[TO DO]
Please return every line in the following data that includes the string "opened".

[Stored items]
****************

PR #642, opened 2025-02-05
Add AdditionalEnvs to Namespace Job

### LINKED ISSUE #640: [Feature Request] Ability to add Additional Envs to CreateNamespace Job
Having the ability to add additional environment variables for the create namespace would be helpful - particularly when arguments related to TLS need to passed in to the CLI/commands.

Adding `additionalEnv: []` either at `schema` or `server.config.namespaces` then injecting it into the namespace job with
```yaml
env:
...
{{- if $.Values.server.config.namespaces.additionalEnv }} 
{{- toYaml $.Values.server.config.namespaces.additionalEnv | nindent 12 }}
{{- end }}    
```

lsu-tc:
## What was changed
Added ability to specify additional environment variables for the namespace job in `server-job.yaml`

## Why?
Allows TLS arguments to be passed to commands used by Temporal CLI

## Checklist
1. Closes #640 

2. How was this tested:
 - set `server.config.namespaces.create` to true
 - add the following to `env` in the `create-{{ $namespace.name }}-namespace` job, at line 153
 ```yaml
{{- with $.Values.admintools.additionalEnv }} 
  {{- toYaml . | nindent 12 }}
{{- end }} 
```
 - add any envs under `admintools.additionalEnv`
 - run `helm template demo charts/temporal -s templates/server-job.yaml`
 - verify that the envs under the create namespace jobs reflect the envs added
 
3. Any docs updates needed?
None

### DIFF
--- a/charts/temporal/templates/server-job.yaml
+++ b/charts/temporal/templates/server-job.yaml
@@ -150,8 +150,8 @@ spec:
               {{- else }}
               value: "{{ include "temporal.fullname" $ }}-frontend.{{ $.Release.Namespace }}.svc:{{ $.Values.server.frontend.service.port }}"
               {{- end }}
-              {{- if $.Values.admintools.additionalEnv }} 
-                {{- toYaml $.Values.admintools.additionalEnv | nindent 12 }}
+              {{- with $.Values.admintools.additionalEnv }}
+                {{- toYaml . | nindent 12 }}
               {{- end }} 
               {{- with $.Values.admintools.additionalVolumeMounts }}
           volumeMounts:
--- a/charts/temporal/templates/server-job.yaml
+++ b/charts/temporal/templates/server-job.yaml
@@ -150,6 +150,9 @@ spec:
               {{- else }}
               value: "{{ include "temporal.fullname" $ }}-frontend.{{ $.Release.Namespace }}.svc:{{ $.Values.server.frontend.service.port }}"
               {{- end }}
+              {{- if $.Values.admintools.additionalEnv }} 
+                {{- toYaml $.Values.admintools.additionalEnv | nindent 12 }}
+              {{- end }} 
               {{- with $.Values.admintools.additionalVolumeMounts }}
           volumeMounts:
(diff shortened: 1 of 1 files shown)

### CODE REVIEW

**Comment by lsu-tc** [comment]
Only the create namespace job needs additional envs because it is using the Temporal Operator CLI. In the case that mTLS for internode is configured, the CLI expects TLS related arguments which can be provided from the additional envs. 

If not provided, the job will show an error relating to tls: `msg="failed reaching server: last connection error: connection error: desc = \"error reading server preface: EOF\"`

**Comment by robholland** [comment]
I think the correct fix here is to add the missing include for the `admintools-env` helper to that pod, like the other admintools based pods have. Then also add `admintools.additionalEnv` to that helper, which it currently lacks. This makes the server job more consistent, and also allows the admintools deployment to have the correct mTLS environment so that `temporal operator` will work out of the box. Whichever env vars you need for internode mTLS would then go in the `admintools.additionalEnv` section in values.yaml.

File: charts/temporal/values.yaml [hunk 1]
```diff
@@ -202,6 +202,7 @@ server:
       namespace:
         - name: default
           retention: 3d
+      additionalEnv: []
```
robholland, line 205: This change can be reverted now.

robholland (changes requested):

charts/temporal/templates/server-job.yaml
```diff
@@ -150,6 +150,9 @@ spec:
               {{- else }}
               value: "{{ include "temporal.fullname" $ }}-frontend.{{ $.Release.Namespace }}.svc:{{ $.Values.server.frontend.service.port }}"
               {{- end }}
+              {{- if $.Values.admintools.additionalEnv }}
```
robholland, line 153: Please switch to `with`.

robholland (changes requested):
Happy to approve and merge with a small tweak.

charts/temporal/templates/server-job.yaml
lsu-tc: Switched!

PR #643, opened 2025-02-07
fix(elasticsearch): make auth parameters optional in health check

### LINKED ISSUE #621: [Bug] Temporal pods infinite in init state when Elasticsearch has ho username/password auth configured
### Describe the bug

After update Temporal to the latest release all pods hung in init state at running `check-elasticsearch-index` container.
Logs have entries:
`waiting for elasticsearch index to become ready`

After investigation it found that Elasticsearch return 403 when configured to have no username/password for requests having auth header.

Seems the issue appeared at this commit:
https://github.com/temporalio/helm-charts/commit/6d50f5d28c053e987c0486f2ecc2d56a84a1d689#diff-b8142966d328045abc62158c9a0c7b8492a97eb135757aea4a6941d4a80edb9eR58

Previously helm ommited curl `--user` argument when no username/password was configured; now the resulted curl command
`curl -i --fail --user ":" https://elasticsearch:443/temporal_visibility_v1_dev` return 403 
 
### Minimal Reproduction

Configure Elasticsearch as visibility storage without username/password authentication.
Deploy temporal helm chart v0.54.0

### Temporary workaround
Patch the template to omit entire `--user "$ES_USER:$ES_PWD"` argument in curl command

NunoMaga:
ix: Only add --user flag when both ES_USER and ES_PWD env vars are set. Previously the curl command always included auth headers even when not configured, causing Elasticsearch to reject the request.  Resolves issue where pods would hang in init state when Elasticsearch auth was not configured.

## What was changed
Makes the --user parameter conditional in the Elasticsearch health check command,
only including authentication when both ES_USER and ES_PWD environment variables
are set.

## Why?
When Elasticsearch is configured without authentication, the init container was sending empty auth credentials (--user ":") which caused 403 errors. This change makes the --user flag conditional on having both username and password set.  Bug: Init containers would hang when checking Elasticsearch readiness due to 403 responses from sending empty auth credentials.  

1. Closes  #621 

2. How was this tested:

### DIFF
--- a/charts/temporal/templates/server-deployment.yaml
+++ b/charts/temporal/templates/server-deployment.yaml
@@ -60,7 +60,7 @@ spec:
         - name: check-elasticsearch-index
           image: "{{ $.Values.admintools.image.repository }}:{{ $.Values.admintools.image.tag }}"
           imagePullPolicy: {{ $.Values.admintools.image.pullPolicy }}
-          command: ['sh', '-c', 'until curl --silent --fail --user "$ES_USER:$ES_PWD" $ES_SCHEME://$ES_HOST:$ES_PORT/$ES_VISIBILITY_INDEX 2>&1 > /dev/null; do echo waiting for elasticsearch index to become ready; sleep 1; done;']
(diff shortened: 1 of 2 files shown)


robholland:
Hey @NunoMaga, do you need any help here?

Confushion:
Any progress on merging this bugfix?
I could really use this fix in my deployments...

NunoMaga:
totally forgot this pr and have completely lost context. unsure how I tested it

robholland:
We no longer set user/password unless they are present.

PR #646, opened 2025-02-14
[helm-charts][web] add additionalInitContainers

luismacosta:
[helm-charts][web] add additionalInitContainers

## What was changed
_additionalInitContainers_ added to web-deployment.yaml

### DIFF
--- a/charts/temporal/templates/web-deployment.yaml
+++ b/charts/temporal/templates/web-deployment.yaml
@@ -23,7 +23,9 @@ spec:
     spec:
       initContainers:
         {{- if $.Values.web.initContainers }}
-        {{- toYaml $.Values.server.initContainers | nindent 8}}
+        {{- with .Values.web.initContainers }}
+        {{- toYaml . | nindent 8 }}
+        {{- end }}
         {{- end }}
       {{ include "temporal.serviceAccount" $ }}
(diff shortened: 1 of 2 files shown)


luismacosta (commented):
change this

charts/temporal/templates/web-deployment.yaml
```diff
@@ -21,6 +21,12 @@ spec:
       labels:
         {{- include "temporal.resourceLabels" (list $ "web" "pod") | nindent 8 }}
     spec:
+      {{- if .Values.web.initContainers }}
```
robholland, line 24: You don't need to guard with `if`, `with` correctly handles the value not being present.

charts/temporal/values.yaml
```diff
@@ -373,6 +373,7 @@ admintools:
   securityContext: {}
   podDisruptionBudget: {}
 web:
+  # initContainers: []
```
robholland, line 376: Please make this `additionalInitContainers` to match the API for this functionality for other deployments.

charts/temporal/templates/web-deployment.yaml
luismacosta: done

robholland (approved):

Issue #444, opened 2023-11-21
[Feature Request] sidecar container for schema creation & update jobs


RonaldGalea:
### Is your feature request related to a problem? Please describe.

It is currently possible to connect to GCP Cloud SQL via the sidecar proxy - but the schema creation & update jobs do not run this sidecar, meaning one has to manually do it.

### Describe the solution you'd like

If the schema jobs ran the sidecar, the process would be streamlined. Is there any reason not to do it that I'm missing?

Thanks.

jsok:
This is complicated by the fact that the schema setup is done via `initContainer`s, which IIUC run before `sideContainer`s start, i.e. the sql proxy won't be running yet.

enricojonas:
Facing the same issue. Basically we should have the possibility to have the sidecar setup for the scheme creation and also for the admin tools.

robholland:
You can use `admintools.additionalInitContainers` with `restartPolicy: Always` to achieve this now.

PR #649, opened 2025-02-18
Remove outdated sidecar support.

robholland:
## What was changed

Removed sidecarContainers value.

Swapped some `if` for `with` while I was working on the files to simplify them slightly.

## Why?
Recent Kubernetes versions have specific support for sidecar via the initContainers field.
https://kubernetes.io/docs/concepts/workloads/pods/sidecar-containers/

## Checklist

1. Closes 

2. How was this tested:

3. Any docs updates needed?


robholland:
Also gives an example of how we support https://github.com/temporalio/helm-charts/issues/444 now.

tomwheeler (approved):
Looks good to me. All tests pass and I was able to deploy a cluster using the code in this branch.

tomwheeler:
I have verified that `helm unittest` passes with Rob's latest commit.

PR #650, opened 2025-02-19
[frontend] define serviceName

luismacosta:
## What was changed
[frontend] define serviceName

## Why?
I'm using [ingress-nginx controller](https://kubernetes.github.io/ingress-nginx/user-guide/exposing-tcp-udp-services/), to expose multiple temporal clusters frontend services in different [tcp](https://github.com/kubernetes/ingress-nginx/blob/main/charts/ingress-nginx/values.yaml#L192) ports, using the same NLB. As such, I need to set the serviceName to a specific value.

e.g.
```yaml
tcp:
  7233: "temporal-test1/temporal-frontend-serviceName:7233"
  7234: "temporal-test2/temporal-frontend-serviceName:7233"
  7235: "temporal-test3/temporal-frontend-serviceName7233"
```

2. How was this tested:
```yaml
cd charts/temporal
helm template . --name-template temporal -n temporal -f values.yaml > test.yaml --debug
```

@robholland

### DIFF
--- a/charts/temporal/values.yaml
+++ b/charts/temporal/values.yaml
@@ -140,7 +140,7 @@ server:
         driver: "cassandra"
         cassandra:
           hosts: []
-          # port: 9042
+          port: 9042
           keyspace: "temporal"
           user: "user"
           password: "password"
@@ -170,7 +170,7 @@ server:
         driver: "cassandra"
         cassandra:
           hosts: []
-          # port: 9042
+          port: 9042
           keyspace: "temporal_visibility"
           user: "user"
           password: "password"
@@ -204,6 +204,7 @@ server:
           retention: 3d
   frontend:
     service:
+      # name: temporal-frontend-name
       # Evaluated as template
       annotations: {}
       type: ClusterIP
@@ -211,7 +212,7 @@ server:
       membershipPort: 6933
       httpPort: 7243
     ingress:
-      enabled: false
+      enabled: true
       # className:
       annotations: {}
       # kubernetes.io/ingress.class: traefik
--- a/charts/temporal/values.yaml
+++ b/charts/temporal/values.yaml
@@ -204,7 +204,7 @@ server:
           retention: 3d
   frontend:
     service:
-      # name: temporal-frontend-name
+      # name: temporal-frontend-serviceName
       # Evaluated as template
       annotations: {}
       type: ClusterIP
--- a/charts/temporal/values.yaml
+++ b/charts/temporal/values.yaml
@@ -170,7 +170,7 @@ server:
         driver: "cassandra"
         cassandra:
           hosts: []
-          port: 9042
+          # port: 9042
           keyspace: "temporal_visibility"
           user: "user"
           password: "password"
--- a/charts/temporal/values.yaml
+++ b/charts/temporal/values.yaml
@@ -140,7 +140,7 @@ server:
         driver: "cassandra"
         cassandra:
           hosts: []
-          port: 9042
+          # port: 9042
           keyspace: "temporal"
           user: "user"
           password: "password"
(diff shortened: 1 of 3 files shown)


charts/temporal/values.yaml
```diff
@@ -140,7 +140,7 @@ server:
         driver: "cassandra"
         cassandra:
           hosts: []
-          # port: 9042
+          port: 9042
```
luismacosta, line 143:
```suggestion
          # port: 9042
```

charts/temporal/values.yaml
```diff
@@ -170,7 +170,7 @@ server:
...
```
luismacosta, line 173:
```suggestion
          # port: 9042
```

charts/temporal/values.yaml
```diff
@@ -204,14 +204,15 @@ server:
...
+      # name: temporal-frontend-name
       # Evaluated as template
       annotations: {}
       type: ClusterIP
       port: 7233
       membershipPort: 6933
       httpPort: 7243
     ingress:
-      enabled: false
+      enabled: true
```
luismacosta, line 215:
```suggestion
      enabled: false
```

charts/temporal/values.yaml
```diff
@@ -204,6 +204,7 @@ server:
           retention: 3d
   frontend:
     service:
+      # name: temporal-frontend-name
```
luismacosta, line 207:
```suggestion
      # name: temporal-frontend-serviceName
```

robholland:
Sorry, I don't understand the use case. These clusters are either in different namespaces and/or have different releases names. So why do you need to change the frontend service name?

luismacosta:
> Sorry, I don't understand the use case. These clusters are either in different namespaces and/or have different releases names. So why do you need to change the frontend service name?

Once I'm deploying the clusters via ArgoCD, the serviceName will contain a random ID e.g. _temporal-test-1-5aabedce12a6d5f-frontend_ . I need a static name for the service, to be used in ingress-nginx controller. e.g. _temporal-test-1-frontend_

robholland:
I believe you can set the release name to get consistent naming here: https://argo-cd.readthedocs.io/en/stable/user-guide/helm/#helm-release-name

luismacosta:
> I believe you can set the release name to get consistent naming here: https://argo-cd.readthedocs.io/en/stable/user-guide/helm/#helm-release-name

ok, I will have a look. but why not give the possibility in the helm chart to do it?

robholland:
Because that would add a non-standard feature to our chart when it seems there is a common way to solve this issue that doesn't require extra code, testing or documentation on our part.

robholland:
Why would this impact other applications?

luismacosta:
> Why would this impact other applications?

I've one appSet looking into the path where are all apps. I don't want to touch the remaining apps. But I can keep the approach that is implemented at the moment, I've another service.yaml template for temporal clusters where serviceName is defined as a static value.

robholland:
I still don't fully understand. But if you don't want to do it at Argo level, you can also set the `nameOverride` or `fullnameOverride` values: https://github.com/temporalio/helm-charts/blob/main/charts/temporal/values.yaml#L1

****************

[TASK RESULT]
PR #642, opened 2025-02-05
PR #643, opened 2025-02-07
PR #646, opened 2025-02-14
Issue #444, opened 2023-11-21
PR #649, opened 2025-02-18
PR #650, opened 2025-02-19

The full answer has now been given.